▸ Brief
Each line with the word "every" must appear in the answer, copied from the records.

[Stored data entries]

BEGIN

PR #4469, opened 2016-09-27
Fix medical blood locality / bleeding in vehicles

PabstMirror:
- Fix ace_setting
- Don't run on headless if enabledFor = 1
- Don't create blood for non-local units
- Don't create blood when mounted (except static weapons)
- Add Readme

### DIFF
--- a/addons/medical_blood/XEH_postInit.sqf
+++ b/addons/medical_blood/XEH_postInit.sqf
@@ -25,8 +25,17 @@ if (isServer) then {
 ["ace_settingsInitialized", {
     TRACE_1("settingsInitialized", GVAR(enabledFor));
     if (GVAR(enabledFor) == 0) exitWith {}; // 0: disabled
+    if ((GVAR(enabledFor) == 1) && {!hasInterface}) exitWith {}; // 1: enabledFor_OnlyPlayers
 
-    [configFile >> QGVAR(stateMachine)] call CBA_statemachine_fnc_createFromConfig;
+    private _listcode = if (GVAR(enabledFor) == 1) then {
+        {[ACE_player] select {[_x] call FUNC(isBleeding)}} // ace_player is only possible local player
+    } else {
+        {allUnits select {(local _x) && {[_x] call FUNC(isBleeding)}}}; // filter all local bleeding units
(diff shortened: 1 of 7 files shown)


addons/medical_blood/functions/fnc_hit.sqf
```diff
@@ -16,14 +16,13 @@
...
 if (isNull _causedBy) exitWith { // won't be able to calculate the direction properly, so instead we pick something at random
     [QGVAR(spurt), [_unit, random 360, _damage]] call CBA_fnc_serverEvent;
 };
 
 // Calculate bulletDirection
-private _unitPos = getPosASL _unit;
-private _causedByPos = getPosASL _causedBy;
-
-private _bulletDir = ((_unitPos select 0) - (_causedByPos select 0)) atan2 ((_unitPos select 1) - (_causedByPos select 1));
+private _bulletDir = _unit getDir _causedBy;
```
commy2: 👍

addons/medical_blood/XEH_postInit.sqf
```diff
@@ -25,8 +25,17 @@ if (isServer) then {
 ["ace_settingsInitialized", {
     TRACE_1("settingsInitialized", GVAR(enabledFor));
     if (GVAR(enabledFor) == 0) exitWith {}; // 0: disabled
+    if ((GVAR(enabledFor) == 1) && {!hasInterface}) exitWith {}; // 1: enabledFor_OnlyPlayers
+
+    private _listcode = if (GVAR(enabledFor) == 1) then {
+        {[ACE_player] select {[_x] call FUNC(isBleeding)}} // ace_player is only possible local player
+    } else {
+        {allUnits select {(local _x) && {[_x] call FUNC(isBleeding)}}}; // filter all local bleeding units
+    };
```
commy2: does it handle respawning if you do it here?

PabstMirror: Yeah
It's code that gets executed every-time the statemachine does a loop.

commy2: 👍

END
BEGIN

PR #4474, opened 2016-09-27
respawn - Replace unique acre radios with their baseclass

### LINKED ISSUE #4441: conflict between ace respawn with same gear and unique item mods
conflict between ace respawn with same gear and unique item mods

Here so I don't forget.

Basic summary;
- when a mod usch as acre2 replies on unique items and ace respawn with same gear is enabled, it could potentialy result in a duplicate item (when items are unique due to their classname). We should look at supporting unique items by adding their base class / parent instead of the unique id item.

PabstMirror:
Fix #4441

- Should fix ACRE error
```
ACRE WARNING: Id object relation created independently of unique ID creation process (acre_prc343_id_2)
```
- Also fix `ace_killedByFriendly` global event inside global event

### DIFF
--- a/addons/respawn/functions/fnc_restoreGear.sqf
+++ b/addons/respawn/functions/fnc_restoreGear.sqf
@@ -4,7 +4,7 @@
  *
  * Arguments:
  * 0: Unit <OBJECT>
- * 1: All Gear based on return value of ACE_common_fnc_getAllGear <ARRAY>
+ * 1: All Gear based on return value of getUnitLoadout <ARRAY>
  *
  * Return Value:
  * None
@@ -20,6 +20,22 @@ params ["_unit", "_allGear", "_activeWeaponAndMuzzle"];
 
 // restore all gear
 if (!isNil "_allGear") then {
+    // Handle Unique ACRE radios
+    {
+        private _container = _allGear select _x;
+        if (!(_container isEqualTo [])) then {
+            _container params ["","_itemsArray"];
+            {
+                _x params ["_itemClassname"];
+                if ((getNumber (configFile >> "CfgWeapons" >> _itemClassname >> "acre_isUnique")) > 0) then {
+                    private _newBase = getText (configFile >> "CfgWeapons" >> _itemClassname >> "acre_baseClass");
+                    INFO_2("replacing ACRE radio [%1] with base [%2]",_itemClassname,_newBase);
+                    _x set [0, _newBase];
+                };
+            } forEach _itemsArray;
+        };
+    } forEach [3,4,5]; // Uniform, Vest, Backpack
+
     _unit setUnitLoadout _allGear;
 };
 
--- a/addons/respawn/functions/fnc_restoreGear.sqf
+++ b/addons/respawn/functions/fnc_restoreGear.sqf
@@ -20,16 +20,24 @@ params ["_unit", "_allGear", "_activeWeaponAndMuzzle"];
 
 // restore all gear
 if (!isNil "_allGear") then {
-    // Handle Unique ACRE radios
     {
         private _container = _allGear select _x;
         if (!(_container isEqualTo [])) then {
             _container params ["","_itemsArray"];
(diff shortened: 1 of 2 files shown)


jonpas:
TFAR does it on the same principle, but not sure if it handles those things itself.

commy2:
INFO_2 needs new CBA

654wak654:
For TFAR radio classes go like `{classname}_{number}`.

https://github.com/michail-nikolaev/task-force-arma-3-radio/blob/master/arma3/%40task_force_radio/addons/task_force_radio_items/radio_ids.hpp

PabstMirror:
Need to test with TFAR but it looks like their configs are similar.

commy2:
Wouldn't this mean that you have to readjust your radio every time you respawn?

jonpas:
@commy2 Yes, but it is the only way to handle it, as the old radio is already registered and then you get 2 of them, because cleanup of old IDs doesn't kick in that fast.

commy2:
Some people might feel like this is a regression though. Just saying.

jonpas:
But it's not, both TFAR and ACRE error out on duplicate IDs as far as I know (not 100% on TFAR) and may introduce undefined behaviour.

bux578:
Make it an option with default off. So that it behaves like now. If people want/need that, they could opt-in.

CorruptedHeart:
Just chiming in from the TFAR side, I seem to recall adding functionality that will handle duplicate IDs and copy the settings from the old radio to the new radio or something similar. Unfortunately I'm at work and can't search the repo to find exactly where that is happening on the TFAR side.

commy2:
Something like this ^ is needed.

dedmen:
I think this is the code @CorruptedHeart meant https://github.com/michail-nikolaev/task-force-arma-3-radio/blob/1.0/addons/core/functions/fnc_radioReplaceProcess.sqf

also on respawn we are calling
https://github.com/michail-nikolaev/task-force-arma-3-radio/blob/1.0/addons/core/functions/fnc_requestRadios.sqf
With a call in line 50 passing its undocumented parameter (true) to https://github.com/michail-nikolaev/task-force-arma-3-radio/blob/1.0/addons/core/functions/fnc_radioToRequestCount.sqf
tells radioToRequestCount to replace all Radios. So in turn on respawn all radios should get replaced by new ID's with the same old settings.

END
BEGIN

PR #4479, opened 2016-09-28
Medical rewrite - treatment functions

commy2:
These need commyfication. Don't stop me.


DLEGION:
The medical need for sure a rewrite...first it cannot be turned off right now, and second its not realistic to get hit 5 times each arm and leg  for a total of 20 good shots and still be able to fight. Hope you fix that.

END

▸ Answer section
It's code that gets executed every-time the statemachine does a loop.
Wouldn't this mean that you have to readjust your radio every time you respawn?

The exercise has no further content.